Abstract
A conceptualization of consumer commitment and enduring involvement life cycles is presented and preliminary steps toward operationalization are taken to explore this phenomenon of consumer evolution. Learning/socialization, variety drive, and cognitive dissonance theories are offered as tentative explanations to account for movement along the two life cycles. Likert-type summated rating scales were developed to measure consumer commitment to and enduring involvement with bowling over a one-year period.

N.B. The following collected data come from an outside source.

PR #2270, opened 2023-05-04
rename Behaviour to Behavior 

nosovk:
| Q             | A
| ------------- | ---
| Bug fix?      | no
| New feature?  | no
| BC breaks?    | no
| Deprecations? | no
| Fixed tickets | 

We use cspell in our projects, and found that project has some words mistyped. In this PR we renamed all `Behaviour` to `Behavior` in codebase


jdreesen:
Well, this is a breaking change...

nosovk:
yep, found [that](https://www.scribbr.co.uk/uk-vs-us/behavior-or-behaviour/#:~:text=In%20UK%20English%2C%20'behaviour',')%20is%20the%20correct%20spelling.) also. Then will just correct CSpell dictionary.

dpfaffenbauer:
@nosovk I will not merge that, there is no benefit in having this. I use british english a lot since I work with british people a lot. Thanks for your contribution though.

PR #2279, opened 2023-05-11
[ClassDefinitionPatchBundle] introduce new Bundle to allow patching Pimcore Class Definitions

dpfaffenbauer:
| Q             | A
| ------------- | ---
| Bug fix?      |no
| New feature?  | yes
| BC breaks?    | no
| Deprecations? |no

This feature allows to patch class definitions and preview the patches for Pimcore Class Definitions. Use Case is mainly for other Extensions that need new fields or changes on Class Definitions.

Example:

```yaml
core_shop_class_definition_patch:
    patches:
        '%coreshop.model.company.pimcore_class_name%':
            fields:
                name2:
                    before: 'addresses'
                    definition:
                        fieldtype: input
                        title: coreshop.company.name2
        '%coreshop.model.customer.pimcore_class_name%':
            fields:
                name2:
                    before: 'firstname'
                    definition:
                        fieldtype: input
                        title: coreshop.company.name2

```

patch


src/CoreShop/Bundle/ClassDefinitionPatchBundle/Console/ColorConsoleDiffFormatter.php
```diff
@@ -0,0 +1,112 @@
...
+
+            return $string;
+        }, $escapedDiffLines);
+
+        return sprintf($template, implode(PHP_EOL, $coloredLines));
+    }
+
+    private function makePlusLinesGreen(string $string): string
+    {
+        return Strings::replace($string, self::PLUS_START_REGEX, '<fg=green>$1</fg=green>');
```
jdreesen, line 100: Is there a reason you're using the Nette tools here, instead of the [Symfony string component](https://symfony.com/doc/current/components/string.html#methods-to-search-and-replace)?

dpfaffenbauer: I copied that part from somewhere else. I dind't wanna include a package just for this. I can check if Symfony String also solves this. Makes one less dependency.

dpfaffenbauer: @jdreesen works with Symfony String, thanks for the hint 💪

PR #2282, opened 2023-05-11
support 'zero' values for filtering (#2278)

### LINKED ISSUE #2278: Support "zero" filter values
| Q                | A
| ---------------- | -----
| Bug report?      | yes
| Feature request? | no
| BC Break report? | no
| RFC?             | no

If a (boolean) column is in the index with possible values `0` or `1`, then it's impossible to add a filter condition
matching all `0`s. In the field where the value(s) can be selected, only `1` is displayed.

The reason for this is this check for a "truthy" value:
https://github.com/coreshop/CoreShop/blob/master/src/CoreShop/Component/Index/Worker/FilterGroupHelper.php#L83

This check should either be removed or adjusted e.g. `if (null === $e)`

benwalch:
this PR fixes #2278

### DIFF
--- a/src/CoreShop/Component/Index/Filter/BooleanFilterConditionProcessor.php
+++ b/src/CoreShop/Component/Index/Filter/BooleanFilterConditionProcessor.php
@@ -62,7 +62,7 @@ class BooleanFilterConditionProcessor implements FilterConditionProcessorInterfa
             $value = $condition->getConfiguration()['preSelect'];
         }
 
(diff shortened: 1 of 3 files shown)


benwalch:
@dpfaffenbauer pls restart failed job since github was not reachable

benwalch:
@dpfaffenbauer thx - pls merge ;)

dpfaffenbauer:
Thanks a lot @benwalch

PR #2291, opened 2023-05-24
changed jmsSerializer type from ArrayTransformerInterface to Serializ…

BlackbitDevs:
| Q             | A
| ------------- | ---
| Bug fix?      | yes
| New feature?  | no
| BC breaks?    | no
| Deprecations? | no

Adjusted OrderController according to JsonHelperTrait Pimcore using SerializerInterface instead of ArrayTransformerInterface
```
https://github.com/pimcore/pimcore/blob/81be9535e5b461fe045c0cce6cf3d94be92901bf/bundles/AdminBundle/Controller/AdminController.php#L34:36
```
```
abstract class AdminController extends UserAwareController implements AdminControllerInterface
{
    use JsonHelperTrait;
```


dpfaffenbauer:
@BlackbitDevs that doesn't work, CoreShop is using JMS Serializer, where as Pimcore injects the Symfony Serializer. We already changed that in the Pimcore 10.6 compatibility PR: https://github.com/coreshop/CoreShop/pull/2285

PR #1120, opened 2024-08-22
Make focus style more subtle

hanbyul-here:
This PR makes the focus style from uswds more subtle. This PR also adds a mixin `only-focus-visible`, which gives focus style only for keyboard interactions.

### DIFF
--- a/app/scripts/styles/_mixins.scss
+++ b/app/scripts/styles/_mixins.scss
@@ -1,3 +1,5 @@
+@use "uswds-core/src/styles/functions/utilities" as utils;
+
 @mixin only-focus-visible {
   &:focus {
     outline: none;
--- a/app/scripts/styles/_mixins.scss
+++ b/app/scripts/styles/_mixins.scss
@@ -3,7 +3,7 @@
 @mixin only-focus-visible {
   &:focus {
     outline: none;
-    box-shadow: 1px #ccc;
+    box-shadow: 1px utils.color('gray-5');
   }
   &:focus-visible {
     outline: 1px solid;
--- a/app/scripts/styles/_mixins.scss
+++ b/app/scripts/styles/_mixins.scss
@@ -1,0 +1,16 @@
+@mixin only-focus-visible {
+  &:focus {
+    outline: none;
+    box-shadow: 1px #ccc;
+  }
+  &:focus-visible {
+    outline: 1px solid;
+  }
+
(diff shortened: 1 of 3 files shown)


app/scripts/styles/_mixins.scss
```diff
@@ -0,0 +1,16 @@
+@mixin only-focus-visible {
+  &:focus {
+    outline: none;
+    box-shadow: 1px #ccc;
```
hanbyul-here, line 4: I could not use the mixins from uswds here 🤔 (If I `@use "uswds-core/src/styles/functions/utilities" as utils` do this, scss compiler will complain on the instance level.) Do you know why? @dzole0311 ?

dzole0311: Can you paste the compiler error that you see? I added back `@use "uswds-core/src/styles/functions/utilities" as utils` and tried it locally on the GHG instance and pushed remotely [here](https://github.com/NASA-IMPACT/veda-config/pull/439), but I don't see any errors.

dzole0311 (approved):

app/scripts/styles/_mixins.scss
hanbyul-here: Yeah! sorry for not being clear. I just checked it again, and including the path itself is not a problem - but when I try to use the value (https://github.com/NASA-IMPACT/veda-ui/pull/1120/commits/9100e0da2441ea79ca4960b240364e51d5017269) - and run the application on the instance level, it throws an error that 
```
@parcel/transformer-sass: Can't find stylesheet to import.
  ╷
1 │ @use "uswds-core/src/styles/functions/utilities" as utils;
```

My hunch is - the app detects that it is running on the instance level so it finds uswds from `.veda/ui/node_modules....` but then the uswds imported from UI level gets confused because it doesn't have a path to `.veda/ui/...` ?

dzole0311: Ah, that might be the issue. Maybe we could create an alias for the `uswds` utils or in general for `uswds`-related imports (similar to $types, $utils etc.) in package.json and use the alias in our .scss files?

hanbyul-here:
First, This PR doesn't need to be merged. I worked around by putting the style on the instance side without using mixins. 

Second, I pushed the branch trying to use mixins : 
https://github.com/US-GHG-Center/veda-config-ghg/pull/506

Both scales were found to be valid and reliable. Mail questionnaires collected data from 666 respondents who reported bowling activity during the twelve-month period ending July/August, 1985. Two national sampling frames included both subscribers to a well-known, prestigious bowling magazine--Bowlers Journal--and the general public. Various measures of association found several behavioral, classificational and attitudinal independent variables to be strongly associated with level of commitment and enduring involvement, but only weakly related to the amount of change in commitment and enduring involvement. Although there are conceptual shades of difference between commitment and enduring involvement, canonical analysis found the two constructs to be inseparably intertwined. Logistic regression provided some support for the contention that distinctly different attitudinal, behavioral, and classificational independent variables are associated with each stage in the commitment and enduring involvement life cycles. Related-activity diversification, skill, recent skill development, number of outlets partronized, consumption rate, product-related expenditures, and stage in the family life cycle were among the most significant independent variables.
Martin, Charles Landrum (1986). A preliminary investigation of consumer commitment and enduring involvement life cycles. Texas A&M University. Texas A&M University. Libraries. Available electronically from
https : / /hdl .handle .net /1969 .1 /DISSERTATIONS -14912.